[Items listed in a dataset]
::::::::::
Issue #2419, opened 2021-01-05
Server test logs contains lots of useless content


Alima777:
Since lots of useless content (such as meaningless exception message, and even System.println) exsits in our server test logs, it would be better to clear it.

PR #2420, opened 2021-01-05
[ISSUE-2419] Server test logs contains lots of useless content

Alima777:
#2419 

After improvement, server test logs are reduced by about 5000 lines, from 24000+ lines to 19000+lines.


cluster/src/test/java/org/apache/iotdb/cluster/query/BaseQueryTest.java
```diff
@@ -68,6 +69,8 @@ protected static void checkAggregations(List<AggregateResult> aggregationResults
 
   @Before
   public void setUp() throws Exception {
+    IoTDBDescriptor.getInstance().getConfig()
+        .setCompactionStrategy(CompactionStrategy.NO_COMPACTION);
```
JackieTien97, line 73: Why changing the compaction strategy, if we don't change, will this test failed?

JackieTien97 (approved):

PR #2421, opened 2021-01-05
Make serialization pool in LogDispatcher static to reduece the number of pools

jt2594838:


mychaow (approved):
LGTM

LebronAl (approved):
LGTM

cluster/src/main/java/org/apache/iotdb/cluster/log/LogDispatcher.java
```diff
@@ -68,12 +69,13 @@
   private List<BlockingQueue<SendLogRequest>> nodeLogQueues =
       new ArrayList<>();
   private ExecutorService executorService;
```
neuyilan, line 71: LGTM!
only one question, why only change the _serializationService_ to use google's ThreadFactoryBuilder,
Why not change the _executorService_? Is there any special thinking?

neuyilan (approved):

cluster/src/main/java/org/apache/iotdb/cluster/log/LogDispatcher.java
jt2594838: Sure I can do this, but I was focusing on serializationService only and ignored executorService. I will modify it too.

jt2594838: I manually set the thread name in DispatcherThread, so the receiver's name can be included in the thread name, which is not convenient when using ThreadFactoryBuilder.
::::::::::
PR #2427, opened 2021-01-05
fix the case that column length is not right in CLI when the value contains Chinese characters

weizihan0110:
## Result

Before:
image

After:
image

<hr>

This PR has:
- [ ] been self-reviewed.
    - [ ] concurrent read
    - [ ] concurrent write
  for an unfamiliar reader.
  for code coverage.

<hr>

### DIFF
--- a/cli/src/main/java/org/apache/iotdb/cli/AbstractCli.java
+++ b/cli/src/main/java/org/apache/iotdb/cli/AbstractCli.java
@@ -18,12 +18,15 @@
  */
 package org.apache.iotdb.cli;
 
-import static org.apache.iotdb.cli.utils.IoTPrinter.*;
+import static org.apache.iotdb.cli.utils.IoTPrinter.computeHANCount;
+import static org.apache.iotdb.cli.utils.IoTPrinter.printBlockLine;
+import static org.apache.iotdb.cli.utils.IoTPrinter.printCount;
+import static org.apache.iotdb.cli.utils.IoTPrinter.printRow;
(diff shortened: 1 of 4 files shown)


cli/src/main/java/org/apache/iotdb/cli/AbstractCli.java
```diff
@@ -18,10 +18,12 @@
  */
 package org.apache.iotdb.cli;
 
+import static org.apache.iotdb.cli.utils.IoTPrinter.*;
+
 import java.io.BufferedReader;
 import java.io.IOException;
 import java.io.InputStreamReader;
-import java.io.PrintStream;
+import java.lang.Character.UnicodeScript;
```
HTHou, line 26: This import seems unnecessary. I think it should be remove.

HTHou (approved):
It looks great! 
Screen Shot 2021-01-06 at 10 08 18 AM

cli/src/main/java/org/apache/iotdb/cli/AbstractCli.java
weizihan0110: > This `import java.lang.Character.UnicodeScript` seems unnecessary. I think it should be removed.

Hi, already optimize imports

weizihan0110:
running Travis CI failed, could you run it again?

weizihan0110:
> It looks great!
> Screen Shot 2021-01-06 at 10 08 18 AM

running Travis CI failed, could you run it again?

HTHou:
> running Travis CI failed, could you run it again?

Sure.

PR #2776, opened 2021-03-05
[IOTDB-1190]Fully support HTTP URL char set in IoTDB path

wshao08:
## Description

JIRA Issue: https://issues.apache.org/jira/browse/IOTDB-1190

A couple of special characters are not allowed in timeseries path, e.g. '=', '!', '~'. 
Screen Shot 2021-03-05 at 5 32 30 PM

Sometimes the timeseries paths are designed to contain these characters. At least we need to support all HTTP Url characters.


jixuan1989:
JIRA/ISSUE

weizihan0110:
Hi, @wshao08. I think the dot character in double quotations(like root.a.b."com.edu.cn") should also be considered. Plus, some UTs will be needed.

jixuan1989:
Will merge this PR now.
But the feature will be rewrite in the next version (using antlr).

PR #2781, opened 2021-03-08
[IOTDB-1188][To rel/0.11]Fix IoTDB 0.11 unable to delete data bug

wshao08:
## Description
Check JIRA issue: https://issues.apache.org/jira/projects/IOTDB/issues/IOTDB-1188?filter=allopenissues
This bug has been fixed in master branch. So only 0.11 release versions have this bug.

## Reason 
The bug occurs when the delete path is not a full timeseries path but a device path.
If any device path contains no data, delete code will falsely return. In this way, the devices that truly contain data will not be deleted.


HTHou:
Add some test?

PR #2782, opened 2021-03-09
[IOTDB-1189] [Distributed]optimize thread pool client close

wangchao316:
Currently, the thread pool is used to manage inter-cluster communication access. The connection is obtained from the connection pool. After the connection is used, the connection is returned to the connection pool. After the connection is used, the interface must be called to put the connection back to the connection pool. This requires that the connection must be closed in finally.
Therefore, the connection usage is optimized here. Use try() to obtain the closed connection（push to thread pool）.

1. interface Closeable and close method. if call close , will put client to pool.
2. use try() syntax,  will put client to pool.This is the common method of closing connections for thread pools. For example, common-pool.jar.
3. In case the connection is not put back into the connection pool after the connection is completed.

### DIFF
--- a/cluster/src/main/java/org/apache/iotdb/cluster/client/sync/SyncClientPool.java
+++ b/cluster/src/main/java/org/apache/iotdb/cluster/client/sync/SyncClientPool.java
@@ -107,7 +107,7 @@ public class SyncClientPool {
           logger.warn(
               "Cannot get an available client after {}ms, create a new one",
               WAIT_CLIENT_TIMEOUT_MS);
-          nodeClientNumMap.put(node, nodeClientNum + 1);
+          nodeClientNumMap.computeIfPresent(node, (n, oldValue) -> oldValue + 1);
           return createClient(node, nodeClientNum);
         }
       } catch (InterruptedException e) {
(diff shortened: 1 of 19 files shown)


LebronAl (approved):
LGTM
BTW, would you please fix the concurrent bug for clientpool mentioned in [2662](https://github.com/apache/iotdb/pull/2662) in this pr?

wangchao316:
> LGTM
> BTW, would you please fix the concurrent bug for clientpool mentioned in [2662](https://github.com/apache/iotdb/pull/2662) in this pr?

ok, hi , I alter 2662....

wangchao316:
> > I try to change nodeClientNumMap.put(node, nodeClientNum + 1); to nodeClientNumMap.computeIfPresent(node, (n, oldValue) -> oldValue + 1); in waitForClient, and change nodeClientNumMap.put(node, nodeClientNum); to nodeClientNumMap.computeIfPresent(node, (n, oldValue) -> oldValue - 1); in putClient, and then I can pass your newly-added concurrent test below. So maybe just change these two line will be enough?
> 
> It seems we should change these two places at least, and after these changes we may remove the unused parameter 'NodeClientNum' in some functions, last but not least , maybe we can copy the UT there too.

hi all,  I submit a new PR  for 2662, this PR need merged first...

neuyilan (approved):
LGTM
::::::::::
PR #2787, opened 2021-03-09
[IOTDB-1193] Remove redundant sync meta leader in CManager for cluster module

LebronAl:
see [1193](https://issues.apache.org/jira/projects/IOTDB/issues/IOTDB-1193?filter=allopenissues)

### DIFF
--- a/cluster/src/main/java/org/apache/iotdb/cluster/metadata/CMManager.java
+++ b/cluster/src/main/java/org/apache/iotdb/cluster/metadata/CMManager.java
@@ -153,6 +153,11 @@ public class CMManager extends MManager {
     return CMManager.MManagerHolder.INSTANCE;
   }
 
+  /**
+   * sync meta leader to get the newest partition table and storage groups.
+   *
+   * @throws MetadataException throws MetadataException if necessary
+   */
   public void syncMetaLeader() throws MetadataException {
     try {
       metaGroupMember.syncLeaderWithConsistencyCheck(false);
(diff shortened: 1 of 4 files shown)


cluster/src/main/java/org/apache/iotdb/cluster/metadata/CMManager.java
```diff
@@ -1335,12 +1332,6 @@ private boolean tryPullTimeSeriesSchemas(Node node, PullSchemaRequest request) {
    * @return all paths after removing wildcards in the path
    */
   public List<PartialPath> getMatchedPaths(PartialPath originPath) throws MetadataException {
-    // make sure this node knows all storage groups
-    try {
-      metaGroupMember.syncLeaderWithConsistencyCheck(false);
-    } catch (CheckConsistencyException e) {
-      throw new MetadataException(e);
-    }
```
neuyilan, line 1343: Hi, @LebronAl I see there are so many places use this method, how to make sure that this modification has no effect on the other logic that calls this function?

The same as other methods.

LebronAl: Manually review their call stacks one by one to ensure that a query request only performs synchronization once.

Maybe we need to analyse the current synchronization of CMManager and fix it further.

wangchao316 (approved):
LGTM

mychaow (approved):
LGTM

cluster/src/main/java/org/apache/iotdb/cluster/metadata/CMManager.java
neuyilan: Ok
::::::::::
- WORK ITEM:
Each line above that contains the string "delete" should be copied.

- TASK RESULT:
[IOTDB-1188][To rel/0.11]Fix IoTDB 0.11 unable to delete data bug
The bug occurs when the delete path is not a full timeseries path but a device path.
If any device path contains no data, delete code will falsely return. In this way, the devices that truly contain data will not be deleted.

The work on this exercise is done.